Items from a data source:
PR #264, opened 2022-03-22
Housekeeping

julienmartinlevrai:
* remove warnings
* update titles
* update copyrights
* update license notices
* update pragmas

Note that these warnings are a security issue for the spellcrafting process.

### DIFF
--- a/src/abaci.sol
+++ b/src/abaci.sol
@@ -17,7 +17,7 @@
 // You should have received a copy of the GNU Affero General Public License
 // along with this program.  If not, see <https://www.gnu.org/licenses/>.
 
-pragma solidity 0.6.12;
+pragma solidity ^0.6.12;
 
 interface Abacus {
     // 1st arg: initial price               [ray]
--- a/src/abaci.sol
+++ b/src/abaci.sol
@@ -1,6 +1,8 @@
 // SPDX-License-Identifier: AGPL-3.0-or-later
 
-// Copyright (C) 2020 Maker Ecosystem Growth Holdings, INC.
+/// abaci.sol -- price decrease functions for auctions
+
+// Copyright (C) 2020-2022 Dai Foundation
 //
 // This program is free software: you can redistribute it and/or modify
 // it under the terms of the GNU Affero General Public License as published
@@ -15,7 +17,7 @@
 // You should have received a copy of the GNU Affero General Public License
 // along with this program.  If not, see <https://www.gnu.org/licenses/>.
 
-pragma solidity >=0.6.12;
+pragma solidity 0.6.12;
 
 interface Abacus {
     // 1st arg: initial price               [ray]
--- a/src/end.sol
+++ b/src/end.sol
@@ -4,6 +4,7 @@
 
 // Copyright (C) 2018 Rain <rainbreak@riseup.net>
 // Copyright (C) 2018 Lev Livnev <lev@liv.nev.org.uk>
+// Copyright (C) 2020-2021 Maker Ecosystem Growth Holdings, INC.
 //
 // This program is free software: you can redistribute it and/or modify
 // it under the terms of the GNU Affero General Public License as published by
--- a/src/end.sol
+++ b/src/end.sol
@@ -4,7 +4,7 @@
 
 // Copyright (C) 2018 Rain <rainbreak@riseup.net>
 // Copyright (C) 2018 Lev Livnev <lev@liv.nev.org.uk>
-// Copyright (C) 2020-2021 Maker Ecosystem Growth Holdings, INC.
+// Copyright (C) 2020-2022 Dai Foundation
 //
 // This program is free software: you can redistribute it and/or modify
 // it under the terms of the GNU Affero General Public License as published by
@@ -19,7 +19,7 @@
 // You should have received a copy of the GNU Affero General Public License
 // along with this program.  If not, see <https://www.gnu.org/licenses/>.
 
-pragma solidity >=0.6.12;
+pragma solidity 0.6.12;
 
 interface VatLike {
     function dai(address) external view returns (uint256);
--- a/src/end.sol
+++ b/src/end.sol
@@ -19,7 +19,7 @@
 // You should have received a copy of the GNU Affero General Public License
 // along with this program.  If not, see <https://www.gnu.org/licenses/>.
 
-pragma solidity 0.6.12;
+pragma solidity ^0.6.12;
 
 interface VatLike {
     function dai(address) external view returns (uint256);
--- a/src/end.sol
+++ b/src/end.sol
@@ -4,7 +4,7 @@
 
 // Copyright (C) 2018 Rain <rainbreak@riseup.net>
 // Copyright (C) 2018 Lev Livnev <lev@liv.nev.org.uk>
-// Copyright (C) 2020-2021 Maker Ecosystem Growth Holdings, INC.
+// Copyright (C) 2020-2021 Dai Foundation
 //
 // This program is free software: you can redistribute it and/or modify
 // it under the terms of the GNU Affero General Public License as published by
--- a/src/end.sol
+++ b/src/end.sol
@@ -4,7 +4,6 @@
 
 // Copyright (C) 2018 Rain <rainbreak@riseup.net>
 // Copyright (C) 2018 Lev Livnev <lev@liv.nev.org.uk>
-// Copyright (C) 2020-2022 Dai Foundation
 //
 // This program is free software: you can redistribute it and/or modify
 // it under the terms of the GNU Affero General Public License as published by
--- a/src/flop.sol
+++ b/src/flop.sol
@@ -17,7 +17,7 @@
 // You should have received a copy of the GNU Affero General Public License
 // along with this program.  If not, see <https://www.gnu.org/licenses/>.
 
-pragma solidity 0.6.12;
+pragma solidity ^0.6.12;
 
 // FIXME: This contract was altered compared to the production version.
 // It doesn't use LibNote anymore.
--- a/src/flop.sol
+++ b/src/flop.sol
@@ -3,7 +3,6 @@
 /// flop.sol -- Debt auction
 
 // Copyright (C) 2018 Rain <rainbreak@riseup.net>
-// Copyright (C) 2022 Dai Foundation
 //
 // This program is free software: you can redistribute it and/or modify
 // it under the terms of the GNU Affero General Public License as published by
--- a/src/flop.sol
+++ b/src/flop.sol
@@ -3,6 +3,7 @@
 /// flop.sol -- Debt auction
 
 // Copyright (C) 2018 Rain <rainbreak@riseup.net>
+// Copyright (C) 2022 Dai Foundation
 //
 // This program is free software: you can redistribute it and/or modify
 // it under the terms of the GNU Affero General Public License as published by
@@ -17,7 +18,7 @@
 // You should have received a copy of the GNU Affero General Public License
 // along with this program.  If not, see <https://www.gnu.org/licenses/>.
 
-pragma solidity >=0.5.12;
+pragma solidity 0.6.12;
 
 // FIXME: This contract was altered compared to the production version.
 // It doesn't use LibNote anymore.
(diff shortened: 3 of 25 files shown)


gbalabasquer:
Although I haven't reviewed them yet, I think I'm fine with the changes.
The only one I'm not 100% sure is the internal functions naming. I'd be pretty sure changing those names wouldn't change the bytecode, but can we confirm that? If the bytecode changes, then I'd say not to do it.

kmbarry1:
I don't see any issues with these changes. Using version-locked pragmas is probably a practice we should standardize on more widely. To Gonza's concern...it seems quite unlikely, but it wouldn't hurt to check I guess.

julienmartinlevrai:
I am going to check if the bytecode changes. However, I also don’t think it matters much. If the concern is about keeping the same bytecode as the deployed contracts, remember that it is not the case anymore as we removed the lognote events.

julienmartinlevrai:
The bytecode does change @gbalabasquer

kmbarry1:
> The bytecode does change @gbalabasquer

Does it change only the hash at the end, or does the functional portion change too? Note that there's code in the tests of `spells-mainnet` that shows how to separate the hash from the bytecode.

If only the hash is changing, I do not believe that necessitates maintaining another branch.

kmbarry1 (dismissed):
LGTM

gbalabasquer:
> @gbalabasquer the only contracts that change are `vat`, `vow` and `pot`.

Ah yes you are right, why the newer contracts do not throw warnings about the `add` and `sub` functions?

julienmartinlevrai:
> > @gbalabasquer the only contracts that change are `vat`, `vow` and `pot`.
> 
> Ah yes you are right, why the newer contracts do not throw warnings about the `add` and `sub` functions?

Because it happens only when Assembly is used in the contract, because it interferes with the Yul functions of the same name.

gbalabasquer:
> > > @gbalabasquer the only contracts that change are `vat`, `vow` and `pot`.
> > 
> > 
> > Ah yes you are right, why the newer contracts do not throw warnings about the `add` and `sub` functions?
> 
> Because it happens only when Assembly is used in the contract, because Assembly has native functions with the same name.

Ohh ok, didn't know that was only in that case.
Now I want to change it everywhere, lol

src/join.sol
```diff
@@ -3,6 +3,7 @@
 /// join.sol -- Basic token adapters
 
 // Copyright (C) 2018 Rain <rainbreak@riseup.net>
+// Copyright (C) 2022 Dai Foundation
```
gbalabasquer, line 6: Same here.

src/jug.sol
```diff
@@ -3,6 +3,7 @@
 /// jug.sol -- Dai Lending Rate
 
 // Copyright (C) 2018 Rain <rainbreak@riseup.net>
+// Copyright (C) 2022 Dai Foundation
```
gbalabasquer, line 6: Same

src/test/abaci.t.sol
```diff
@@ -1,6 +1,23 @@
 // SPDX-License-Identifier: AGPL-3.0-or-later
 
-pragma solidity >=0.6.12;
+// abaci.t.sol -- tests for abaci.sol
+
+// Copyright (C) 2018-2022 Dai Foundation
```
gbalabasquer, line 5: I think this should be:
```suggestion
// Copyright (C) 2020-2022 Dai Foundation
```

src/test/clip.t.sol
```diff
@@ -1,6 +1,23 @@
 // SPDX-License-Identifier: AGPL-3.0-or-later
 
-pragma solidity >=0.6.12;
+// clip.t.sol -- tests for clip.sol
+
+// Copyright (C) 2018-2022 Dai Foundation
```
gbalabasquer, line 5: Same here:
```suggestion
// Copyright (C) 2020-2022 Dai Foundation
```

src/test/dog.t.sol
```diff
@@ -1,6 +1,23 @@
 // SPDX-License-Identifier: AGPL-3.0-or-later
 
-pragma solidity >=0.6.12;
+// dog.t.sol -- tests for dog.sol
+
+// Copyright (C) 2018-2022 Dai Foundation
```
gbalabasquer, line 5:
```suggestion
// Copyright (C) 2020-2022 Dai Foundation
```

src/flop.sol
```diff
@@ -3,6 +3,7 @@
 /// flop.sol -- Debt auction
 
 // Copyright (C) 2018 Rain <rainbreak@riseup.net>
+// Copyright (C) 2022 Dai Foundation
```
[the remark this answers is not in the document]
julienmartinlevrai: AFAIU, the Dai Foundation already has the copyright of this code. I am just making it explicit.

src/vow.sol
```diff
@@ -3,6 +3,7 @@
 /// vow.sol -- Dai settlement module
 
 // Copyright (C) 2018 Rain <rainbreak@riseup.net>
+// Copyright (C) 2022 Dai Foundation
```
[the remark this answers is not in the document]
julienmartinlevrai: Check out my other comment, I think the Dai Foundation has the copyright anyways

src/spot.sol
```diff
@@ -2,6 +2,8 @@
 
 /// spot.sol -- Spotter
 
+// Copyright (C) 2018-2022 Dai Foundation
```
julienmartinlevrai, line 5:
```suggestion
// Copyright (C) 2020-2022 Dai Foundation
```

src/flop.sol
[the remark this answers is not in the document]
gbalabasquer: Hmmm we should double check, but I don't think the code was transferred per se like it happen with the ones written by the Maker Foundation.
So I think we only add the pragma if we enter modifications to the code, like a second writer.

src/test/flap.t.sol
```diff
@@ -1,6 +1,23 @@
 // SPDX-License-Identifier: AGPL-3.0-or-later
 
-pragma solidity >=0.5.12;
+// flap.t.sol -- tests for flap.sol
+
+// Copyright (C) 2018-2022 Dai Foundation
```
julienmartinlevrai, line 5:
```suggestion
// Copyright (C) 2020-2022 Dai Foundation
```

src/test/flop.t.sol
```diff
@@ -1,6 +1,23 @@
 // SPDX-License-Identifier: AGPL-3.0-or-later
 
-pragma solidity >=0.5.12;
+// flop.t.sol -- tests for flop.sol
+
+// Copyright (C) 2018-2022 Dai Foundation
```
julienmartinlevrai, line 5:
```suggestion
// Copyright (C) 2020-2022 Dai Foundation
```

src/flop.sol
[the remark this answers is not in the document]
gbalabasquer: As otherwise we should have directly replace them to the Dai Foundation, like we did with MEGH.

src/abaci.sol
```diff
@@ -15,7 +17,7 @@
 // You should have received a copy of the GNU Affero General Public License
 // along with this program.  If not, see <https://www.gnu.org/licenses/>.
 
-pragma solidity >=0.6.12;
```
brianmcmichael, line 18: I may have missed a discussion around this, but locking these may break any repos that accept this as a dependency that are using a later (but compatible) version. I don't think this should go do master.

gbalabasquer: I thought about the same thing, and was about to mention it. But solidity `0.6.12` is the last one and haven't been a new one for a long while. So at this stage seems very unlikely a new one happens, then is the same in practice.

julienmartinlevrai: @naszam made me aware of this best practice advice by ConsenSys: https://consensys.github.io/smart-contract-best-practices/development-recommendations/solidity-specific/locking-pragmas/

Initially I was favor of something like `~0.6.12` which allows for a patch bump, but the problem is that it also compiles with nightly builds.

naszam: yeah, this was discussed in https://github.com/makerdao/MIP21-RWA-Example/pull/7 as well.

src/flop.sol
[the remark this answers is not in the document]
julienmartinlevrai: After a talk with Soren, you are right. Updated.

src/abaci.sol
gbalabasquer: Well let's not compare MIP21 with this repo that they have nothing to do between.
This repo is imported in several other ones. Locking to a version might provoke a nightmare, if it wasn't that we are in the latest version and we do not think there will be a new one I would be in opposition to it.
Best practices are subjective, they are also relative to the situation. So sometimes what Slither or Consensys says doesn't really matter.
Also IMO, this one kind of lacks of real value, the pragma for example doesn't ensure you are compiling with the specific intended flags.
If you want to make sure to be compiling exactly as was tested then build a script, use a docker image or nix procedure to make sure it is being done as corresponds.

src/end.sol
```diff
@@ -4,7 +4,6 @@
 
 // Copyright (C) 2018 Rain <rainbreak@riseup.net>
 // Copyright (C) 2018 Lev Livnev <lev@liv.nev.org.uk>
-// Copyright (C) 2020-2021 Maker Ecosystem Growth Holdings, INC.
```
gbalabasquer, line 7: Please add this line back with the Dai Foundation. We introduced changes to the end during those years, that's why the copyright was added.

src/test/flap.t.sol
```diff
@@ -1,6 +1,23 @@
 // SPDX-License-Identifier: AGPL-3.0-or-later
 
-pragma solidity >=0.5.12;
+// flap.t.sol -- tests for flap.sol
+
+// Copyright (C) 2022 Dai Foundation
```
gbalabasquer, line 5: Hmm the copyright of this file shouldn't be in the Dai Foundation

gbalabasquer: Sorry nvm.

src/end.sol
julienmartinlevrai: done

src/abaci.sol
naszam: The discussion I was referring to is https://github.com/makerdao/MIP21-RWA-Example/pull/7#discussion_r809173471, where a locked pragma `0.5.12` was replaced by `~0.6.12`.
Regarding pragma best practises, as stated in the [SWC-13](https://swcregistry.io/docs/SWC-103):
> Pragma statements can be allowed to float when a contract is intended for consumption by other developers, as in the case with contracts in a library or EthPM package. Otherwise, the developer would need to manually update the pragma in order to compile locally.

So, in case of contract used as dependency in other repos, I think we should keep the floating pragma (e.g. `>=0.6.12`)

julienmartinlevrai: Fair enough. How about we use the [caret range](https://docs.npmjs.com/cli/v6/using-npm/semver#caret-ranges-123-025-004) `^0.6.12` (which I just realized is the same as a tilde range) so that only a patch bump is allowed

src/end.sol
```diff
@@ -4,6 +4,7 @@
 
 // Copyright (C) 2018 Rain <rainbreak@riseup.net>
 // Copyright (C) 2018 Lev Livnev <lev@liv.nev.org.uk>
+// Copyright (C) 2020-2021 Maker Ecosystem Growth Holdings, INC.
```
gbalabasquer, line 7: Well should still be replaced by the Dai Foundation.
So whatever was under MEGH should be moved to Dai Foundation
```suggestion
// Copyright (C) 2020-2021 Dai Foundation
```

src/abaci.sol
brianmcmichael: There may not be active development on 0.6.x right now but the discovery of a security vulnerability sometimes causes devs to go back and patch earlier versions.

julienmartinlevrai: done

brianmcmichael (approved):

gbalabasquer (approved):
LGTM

---

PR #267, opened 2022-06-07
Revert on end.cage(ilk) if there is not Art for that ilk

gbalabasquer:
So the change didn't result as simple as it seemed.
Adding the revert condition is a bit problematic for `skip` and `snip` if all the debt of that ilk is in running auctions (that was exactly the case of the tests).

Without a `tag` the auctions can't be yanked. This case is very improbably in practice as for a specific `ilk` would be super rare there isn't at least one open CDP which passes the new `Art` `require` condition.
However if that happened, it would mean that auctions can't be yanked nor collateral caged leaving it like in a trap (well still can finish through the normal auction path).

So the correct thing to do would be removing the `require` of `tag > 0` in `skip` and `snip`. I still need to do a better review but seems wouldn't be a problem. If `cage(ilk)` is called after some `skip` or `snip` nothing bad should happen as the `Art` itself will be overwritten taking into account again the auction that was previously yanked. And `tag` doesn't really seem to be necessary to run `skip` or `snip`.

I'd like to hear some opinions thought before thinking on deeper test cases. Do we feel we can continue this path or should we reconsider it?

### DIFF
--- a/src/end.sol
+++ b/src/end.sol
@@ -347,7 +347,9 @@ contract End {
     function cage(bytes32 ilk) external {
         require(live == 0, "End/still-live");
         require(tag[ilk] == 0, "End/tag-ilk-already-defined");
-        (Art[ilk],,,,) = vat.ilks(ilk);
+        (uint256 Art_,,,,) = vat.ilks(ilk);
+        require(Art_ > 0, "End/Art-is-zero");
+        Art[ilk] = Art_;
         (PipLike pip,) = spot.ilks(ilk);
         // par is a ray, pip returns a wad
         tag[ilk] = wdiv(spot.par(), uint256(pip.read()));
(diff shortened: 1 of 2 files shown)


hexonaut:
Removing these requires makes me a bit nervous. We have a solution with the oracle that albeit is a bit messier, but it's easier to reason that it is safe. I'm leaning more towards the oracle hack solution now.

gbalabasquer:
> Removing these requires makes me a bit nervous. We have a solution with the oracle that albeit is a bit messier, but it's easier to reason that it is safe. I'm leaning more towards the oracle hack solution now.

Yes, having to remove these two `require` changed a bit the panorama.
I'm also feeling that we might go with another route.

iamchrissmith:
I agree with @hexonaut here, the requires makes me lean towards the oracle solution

Work instructions: Take every line above that includes the string "really" and return it.

Written answer:
Best practices are subjective, they are also relative to the situation. So sometimes what Slither or Consensys says doesn't really matter.
So the correct thing to do would be removing the `require` of `tag > 0` in `skip` and `snip`. I still need to do a better review but seems wouldn't be a problem. If `cage(ilk)` is called after some `skip` or `snip` nothing bad should happen as the `Art` itself will be overwritten taking into account again the auction that was previously yanked. And `tag` doesn't really seem to be necessary to run `skip` or `snip`.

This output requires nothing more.